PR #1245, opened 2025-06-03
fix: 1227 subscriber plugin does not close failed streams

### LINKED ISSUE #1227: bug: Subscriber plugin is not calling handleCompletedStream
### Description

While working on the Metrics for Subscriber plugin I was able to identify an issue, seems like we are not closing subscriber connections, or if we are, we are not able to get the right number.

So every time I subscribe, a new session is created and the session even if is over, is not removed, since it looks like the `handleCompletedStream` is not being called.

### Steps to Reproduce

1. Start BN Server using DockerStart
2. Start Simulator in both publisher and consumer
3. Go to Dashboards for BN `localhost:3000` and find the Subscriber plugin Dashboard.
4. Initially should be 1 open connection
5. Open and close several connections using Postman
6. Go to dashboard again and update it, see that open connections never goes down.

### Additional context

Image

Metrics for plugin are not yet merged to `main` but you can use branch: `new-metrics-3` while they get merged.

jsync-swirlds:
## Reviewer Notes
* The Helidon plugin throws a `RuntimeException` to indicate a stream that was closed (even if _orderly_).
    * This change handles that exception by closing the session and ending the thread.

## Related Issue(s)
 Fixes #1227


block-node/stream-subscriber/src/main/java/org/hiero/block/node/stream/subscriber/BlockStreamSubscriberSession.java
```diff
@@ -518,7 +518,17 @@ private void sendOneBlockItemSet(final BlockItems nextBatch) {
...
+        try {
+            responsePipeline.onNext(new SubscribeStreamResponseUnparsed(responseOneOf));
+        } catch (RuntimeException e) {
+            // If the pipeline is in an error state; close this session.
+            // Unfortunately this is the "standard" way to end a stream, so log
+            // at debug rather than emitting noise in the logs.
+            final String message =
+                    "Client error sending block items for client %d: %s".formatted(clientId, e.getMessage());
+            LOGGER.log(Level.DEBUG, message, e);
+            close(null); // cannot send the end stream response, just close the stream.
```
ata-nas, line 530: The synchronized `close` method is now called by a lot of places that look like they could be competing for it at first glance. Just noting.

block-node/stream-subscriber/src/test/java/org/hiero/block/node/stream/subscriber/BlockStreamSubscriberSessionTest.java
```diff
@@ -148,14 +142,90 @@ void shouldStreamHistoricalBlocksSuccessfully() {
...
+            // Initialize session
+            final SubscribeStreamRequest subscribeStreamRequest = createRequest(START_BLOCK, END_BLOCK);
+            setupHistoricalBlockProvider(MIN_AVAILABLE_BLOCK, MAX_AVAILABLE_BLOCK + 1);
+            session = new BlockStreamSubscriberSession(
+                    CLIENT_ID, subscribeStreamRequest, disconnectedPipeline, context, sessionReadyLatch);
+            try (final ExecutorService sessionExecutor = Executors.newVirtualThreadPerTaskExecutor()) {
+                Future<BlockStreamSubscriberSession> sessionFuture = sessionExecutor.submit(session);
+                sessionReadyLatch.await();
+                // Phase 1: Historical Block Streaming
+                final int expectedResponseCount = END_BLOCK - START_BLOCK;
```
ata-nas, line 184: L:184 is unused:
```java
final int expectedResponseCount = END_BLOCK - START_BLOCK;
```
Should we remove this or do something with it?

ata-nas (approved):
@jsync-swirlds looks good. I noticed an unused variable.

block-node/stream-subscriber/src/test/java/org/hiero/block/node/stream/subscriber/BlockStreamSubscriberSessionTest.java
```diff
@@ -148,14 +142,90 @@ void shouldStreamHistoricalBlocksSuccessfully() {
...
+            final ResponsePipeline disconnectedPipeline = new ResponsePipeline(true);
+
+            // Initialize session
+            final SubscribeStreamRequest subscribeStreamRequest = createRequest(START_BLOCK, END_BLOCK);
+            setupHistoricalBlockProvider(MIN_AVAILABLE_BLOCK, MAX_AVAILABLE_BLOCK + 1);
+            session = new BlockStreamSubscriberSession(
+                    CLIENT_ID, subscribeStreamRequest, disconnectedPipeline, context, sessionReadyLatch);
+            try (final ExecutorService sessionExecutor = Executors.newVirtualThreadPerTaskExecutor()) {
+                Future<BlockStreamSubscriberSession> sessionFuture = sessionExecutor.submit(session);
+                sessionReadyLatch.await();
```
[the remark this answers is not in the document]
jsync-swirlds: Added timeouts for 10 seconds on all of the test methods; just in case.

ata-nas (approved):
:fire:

==

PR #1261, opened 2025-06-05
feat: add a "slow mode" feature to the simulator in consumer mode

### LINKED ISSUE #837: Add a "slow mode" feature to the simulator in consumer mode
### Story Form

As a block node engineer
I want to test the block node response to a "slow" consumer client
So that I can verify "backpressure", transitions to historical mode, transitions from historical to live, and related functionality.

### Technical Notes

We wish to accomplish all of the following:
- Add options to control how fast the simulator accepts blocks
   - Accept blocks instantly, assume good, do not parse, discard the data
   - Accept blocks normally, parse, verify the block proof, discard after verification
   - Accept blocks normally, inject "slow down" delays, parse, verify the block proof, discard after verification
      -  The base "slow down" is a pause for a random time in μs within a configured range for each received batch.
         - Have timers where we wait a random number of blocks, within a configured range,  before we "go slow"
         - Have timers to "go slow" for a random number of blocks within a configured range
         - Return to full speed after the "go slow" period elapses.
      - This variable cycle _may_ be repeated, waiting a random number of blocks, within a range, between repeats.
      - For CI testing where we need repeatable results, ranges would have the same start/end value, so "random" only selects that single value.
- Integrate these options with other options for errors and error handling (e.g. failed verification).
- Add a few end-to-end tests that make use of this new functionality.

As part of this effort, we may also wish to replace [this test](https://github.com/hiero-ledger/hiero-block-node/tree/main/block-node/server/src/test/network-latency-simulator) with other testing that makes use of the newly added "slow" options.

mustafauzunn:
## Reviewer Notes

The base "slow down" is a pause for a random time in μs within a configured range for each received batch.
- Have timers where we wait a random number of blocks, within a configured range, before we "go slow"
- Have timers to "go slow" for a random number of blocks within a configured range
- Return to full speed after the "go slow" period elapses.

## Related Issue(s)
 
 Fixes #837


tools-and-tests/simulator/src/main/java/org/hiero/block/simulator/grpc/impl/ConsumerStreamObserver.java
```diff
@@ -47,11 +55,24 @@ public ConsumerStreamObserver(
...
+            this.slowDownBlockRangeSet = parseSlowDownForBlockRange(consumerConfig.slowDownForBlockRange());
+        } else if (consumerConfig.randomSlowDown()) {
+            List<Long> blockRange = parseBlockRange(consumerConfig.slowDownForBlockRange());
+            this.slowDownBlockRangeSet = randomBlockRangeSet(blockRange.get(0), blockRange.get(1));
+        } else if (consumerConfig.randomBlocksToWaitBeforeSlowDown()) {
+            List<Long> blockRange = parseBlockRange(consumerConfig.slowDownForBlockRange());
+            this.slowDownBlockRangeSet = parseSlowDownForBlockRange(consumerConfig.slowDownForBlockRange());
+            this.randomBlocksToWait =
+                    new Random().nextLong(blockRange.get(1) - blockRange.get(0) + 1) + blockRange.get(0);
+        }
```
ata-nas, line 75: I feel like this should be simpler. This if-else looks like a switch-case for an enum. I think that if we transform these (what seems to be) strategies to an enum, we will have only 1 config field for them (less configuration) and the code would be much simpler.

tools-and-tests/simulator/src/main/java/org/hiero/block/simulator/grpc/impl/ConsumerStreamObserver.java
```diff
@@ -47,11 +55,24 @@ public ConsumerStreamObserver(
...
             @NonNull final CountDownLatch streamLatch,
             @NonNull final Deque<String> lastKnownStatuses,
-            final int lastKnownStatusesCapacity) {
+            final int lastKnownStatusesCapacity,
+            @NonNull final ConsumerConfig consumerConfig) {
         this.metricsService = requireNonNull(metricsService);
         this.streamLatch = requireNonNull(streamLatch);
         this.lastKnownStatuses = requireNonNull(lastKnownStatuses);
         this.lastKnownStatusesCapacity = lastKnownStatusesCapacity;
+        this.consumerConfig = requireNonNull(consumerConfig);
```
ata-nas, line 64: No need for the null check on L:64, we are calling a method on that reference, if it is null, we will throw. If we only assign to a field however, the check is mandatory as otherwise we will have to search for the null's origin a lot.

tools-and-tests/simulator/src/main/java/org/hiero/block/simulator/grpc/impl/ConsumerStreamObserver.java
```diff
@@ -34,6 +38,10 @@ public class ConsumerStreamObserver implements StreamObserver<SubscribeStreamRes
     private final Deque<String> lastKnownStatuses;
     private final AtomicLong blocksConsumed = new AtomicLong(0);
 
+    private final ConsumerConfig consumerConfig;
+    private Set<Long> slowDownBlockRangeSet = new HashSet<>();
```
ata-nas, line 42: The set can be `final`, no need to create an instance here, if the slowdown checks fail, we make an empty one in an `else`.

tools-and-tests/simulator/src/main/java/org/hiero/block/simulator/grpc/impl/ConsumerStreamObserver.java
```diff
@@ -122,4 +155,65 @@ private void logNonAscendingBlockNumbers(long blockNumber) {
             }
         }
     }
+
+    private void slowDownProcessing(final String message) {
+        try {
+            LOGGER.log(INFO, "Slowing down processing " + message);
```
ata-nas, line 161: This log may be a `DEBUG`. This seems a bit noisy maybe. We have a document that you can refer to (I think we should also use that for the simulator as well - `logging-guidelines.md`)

--- WORK ORDER ---
Where the word "field" appears in a line of the entries, copy that line.

--- TASK RESPONSE ---
ata-nas, line 75: I feel like this should be simpler. This if-else looks like a switch-case for an enum. I think that if we transform these (what seems to be) strategies to an enum, we will have only 1 config field for them (less configuration) and the code would be much simpler.
ata-nas, line 64: No need for the null check on L:64, we are calling a method on that reference, if it is null, we will throw. If we only assign to a field however, the check is mandatory as otherwise we will have to search for the null's origin a lot.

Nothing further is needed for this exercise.